Ma question initiale ayant déjà été résolue (pseudo ou pas pseudo ?), je vais passer à la suite !

J'ai beaucoup aimé les incursions lorraines dans tes textes (et les lecteurs qui n'aiment pas le patois ni les notes de bas de page n'ont qu'à lire autre chose) et donc, du coup, je me demandais si c'est une langue (dialecte/idiome/patois, au choix, je ne veux vexer personne) que tu pratiques couramment, à la maison mettons, ou si ce sont des mots comme ça qui viennent au quotidien (j'sais pas si c'est très clair...). Quand j'étais petite, j'ai longtemps ignoré le terme français pour certains mots car à la maison nous utilisions très partiellement une autre langue (d'où ma question). 

J'ai également trouvé très intéressante la façon dont le folklore local s'intégrait à l'histoire dans Âmes de verre : on sent que le sujet a été bien bossé ! (D'ailleurs je valide la lecture de Claude Lecouteux, excellent choix). 

Bon, et j'en profite pour une autre question : as-tu déjà envisagé d'écrire à quatre mains ?


Anthelme :



Bonjour Sia !


Je vais te décevoir : je ne parle pas patois couramment (je viens de casser un mythe). Néanmoins, comme toi, j’ai été soumis à des influences corruptrices dans mon jeune âge. Au collège, je me rappelle que nos conversations de cour de récré mêlaient argot « jeun’s » et de petites bribes de patois (avec un penchant pour les termes fleuris). A ce tableau piquant s’ajoute ma charmante maman et ses pincées de néologismes auvergnats. Tu l’auras compris, j’ai vécu une enfance traumatisante, dont mon écriture porte les séquelles.



Sur la question du vocabulaire plus généralement, malgré mon attachement à la langue de Rabelais, j’aime mêler à mes univers des mots « étrangers ». J’ouvre grands les frontières, quand bien même celles-ci ne seraient que lexicales. A travers ce procédé, j’espère provoquer un dépaysement. Dans Le Carnaval aux corbeaux par exemple, les créatures du Nibelung sont désignées sous leur nom allemand. Dans La Croisade des marmots, je me pencherai cette fois sur l’arabe, une façon comme une autre de rappeler l’apport de cette civilisation à notre culture.

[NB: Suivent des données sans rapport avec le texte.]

PR #9300, opened 2015-12-11
Monetization (SEO-184): Update html title for Chat and ThemeDesigner

saipetch:


includes/wikia/WikiaHtmlTitle.class.php
```diff
@@ -41,6 +41,26 @@ public function __construct() {
 	}
 
 	/**
+	 * Get brand name
+	 * @return String
+	 */
+	public function getBrandName() {
```
owend, line 47: Should use escaped() instead of text() in both these functions to be safer.

owend:
Okay, LGTM

PR #9302, opened 2015-12-12
DAT-3576, fix edge case with broken aspect ratio for tall thin images…

RafLeszczynski:
… if portable infobox custom image width is set

https://wikia-inc.atlassian.net/browse/DAT-3576


RafLeszczynski:
TODO: add / fix tests

extensions/wikia/PortableInfobox/services/Helpers/PortableInfoboxRenderServiceHelper.php
```diff
@@ -247,7 +247,7 @@ public function getImageSizesForThumbnailer( $image ) {
 	 * is set, the $thumbnail->getWidth() can return some big value - we need
 	 * to adjust it to DESKTOP_THUMBNAIL_WIDTH to look good in the infobox.
 	 * Also, the $height have to be adjusted here to make image look good in infobox.
-	 * @param $thumbnail
+	 * @param $thumbnail \MediaTransformOutput
```
sebastianmarzjan, line 250: Since we rely on the type of input object (we use its methods internally) it makes sense to me to add a hard type hint here

sebastianmarzjan:
LG

PR #9304, opened 2015-12-12
MAIN-6066 We don't need CDATA in output XML; in fact, we don't need XML in output at all 

sebastianmarzjan:
https://wikia-inc.atlassian.net/browse/DAT-3578


dianafa:
LGTM

PR #9305, opened 2015-12-14
DatabaseBase::isWriteQuery - EXPLAIN should not be treated as writable query

macbre:
Backported the current regex from https://github.com/wikimedia/mediawiki/blob/master/includes/db/Database.php#L890-L892 (which adds `ROLLBACK` there as well).

@wladekb / @michalroszka


wladekb:
lgtm

PR #9307, opened 2015-12-14
ADEN-2770 Move Taboola to seperate experiment

nandy-andy:
Currently Taboola is enabled to 60% of ad-blocking traffic. We want to ramp it up but until it's in `PROJECT_43` experiment it's impossible.

Changes below moves Taboola to new experiment and updates unit tests.


fraszczakszymon:
LGTM :+1:

PR #9308, opened 2015-12-14
Security: introduce Utils::matchToken helper

macbre:
[PLATFORM-1703](https://wikia-inc.atlassian.net/browse/PLATFORM-1703)

Use `Wikia\Security\Utils::matchToken` for checking custom tokens in `Special:EmailTest`.

@wladekb / @Grunny

### DIFF
--- a/extensions/wikia/Security/classes/Utils.class.php
+++ b/extensions/wikia/Security/classes/Utils.class.php
@@ -1,0 +1,21 @@
+<?php
+
+namespace Wikia\Security;
+
+class Utils {
+
+	/**
+	 * A more generic version of User::matchEditToken that can be used for checking custom tokens
+	 *
+	 * @see PLATFORM-1703
+	 *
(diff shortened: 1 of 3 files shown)


wladekb:
:+1:

Grunny:
As a best practice as a reusable util, I think it would be better to use `hash_equals` so it's not affected by timing attacks.

macbre:
@Grunny - #9310

extensions/wikia/Security/classes/Utils.class.php
```diff
@@ -0,0 +1,21 @@
+<?php
+
+namespace Wikia\Security;
```
drsnyder, line 3: @macbre this namespace should be in `lib/Wikia/src`. We have been trying to consolidated all of the `Wikia` namespace there so its PSR-\* compliant. This also removes the need to alter the `$wgAutoloadClasses` map.

PR #9315, opened 2015-12-15
VE-1956: Change addmediapermanent and addmediatemporary apis to supprrt only POST requests and to require tokens

inez:
This also includes usage of those apis in MW.

PLEASE DO NOT MERGE yet - because it requires corresponding change in Mercury (which uses addmediapermanent)


Grunny:
LGTM.

pauloslund:
:+1:

PR #9317, opened 2015-12-15
Create a Special:Log API function in MW to add logs

macbre:
[PLATFORM-1733](https://wikia-inc.atlassian.net/browse/PLATFORM-1733)

Introduce `LogEventsApiController` Nirvana API that accepts POST requests (with a valid Schwartz token) containing a log entry to be added.

Usage example in the ticket linked above.

@jcellary / @wladekb / @pchojnacki


includes/wikia/api/LogEventsApiController.class.php
```diff
@@ -0,0 +1,53 @@
...
+		$comment = $this->request->getVal( 'comment' );
+		$params = json_decode( $this->request->getVal( 'params', '[]' ) );
+
+		try {
+			$entry = new LogPage( $type );
+			$id = $entry->addEntry( $action, $wgTitle, $comment, $params, $wgUser );
+		}
+		catch ( DBQueryError $e ) {
+			// 1048 Column 'log_type' cannot be null
+			throw new BadRequestException( $e->getMessage() );
```
wladekb: Exposing exact error message doesn't necessarily need to be secure. Can we improve the reporting here (log the error and return general message with request id so we could correlate reports later)?

macbre: Good point - fixed in 4698697

The following will be returned to the client

``` json
{
  "exception": {
    "type": "DBQueryError",
    "message": "",
    "code": 0,
    "details": ""
  },
  "request_id": "mw567131d8e0f5d5.24916831"
}
```

includes/wikia/api/LogEventsApiController.class.php
```diff
@@ -0,0 +1,45 @@
...
+	 * @throws BadRequestException
+	 */
+	public function add() {
+		global $wgTheSchwartzSecretToken, $wgTitle, $wgUser;
+
+		if ( !$this->request->wasPosted() ) {
+			throw new BadRequestException( 'This request must be POSTed' );
+		}
+
+		if ( !Wikia\Security\Utils::matchToken( $wgTheSchwartzSecretToken, $this->request->getVal( 'token' ) ) ) {
```
drsnyder, line 29: @michalroszka, @ArturKlajnerok do you know of any reason why we decided to use `'secret'` for the [helios end points](https://github.com/Wikia/app/blob/dev/extensions/wikia/Helios/HelperController.class.php#L221) instead of `token`? Can we consolidate on one?

PR #9318, opened 2015-12-15
(CE-3132) Use _LICENSE_ variable rather than hardcoded license

Grunny:
This will match the behaviour of English and other languages. It will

L’écriture à quatre mains fait partie de mes projets à plus long terme. La littérature française de l’imaginaire fourmille d’excellents auteurs avec lesquels j’aimerais collaborer. Dans l’immédiat cependant, avec trois projets en cours, j’ai de quoi me tenir (sur)occupé !


Dup :

À mon tour, et cela va être presque une engueulade... qui aime bien, châtie bien :))
Alors, Le carnaval aux corbeaux n'est pas encore sorti que tu me sembles d'ores et déjà plongé dans ta Croisade des marmots... Quid de l'En-Deçà que j'attends en piaffant ???


Que NOUS attendons en piaffant, n'est-ce-pas Sia !


Anthelme :




« Le Mois d’Anthelme Hauchecorne »… Je craignais que sous ce titre ô combien flatteur se cache un dessein malhonnête. J’avais vu juste : traquenard et coups fourrés. Ôte ton masque, Gríma « Langue de Serpent », ton déguisement de Dup n’abuse plus personne. Apprête-toi plutôt à ravaler ton venin…

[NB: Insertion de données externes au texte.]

PR #9419, opened 2016-01-12
ADEN-2815 Evolve2 section param

fraszczakszymon:
Please do CR for single commits:
- fixed calculation of section param for Evolve2 provider (now it's based on `s0` and `s0v` params)
- changed `getMappedVertical` method name to `getName` because it's more connected to dbname

### DIFF
--- a/extensions/wikia/AdEngine/js/provider/evolve2.js
+++ b/extensions/wikia/AdEngine/js/provider/evolve2.js
@@ -1,10 +1,10 @@
 /*global define*/
 define('ext.wikia.adEngine.provider.evolve2', [
-	'ext.wikia.adEngine.evolveHelper',
 	'ext.wikia.adEngine.provider.gpt.helper',
 	'ext.wikia.adEngine.slotTweaker',
+	'ext.wikia.adEngine.utils.adLogicZoneParams',
 	'wikia.log'
-], function (evolveHelper, gptHelper, slotTweaker, log) {
+], function (gptHelper, slotTweaker, zoneParams, log) {
 	'use strict';
 
 	var logGroup = 'ext.wikia.adEngine.provider.evolve2',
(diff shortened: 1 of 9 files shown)


extensions/wikia/AdEngine/js/spec/provider/evolve2.spec.js
```diff
@@ -1,33 +1,41 @@
 /*global beforeEach, describe, it, modules, expect, spyOn*/
-describe('OpenX Provider targeting', function () {
```
nandy-andy, line 2: Good eye :bird:

extensions/wikia/AdEngine/js/provider/evolve2.js
```diff
@@ -17,7 +17,6 @@ define('ext.wikia.adEngine.provider.evolve2', [
 			'320x50,320x100,300x250': 'a',
 			'300x250': 'a'
 		},
-		section = evolveHelper.getSect(),
```
nandy-andy, line 20: It seems we don't use `getSect()` anylonger. Shouldn't we remove it from `evolveHelper`?

nandy-andy:
LGTM :sunglasses:

extensions/wikia/AdEngine/js/provider/evolve2.js
fraszczakszymon, line 20: It is used by previous evolve provider:
https://github.com/Wikia/app/blob/dev/extensions/wikia/AdEngine/js/provider/evolve.js#L32

We'll be able to remove whole evolveHelper once we decide to move on Evolve2

nandy-andy, line 20: Oh, OK. I might've done something wrong while grepping I didn't spot that. Thanks for update!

À ce jour, L’En-Deçà compte déjà 2 321 pages de note (ai-je mentionné plus tôt que je ne prenais pas de vacances ?). Le roman a déjà bien mûri, il me trotte souvent en tête (range ta pioche Dup, c’est une métaphore).



Toutefois, avant de me replonger dans l’univers du Sidh, j’apprécie de travailler à des projets plus courts et moins glauques… Même si je me languis de retrouver cette canaille de Craqueuhle et sa gouaille visqueuse. L’ouvrage devant compter une quarantaine d’illustrations, je dois également remplir en prévision mon cochon tirelire (mi-cochon mi-pelote de scotch, le pauvre suidé a beaucoup souffert).



Je souhaite offrir une suite de qualité. Si comme moi vous haïssez ces séries qui tournent en eau de boudin parce que l’auteur est pressé d’en finir, vous comprendrez alors que je prenne mon temps… Sauf peut-être Dup qui me cassera les rotules lors d’un salon prochain, parce que son stage à la Vigie lui a refilé tout plein de sales habitudes (les Cogneurs voient en elle une recrue prometteuse, je rappelle que ce n’est pas un compliment).

Entre-temps, une courte nouvelle (pléonasme) dans l’univers du Sidh est en préparation. Elle devrait dévoiler la triste origine du Requiem du dehors, avec son lot de surprises pas piquées des vers et sa garniture de révélations tourneboulantes.


2321 pages de notes !!! Non seulement c'est énorme, mais en plus c'est précis :ko: 
Impressionnée la Dup, sifflet coupé :)) 
Note à moi même : équiper mon BookBringer d'un casse-rotules =D

Dup :

Well, après m'être lavée la bouche plusieurs fois au savon ( beurk), je continue sans venin...ou pas :)
Donc, si je relis le début de cette ITV, tu écris depuis que tu sais tenir un crayon. Est-ce une passion ou un besoin ? Comment réagis-tu si les circonstances t'en empêche ?
Y-a-t'il des conséquences de cette implication sur ton entourage ?
Psychorigide tu dis...j'ai tendance à plaindre la personne qui partage ta vie ! ... *file se relaver la bouche*


Anthelme :


Je ne suis pas plus drogué à l’écriture que je ne suis shooté à l’oxygène : simplement je n’envisage pas de vivre sans.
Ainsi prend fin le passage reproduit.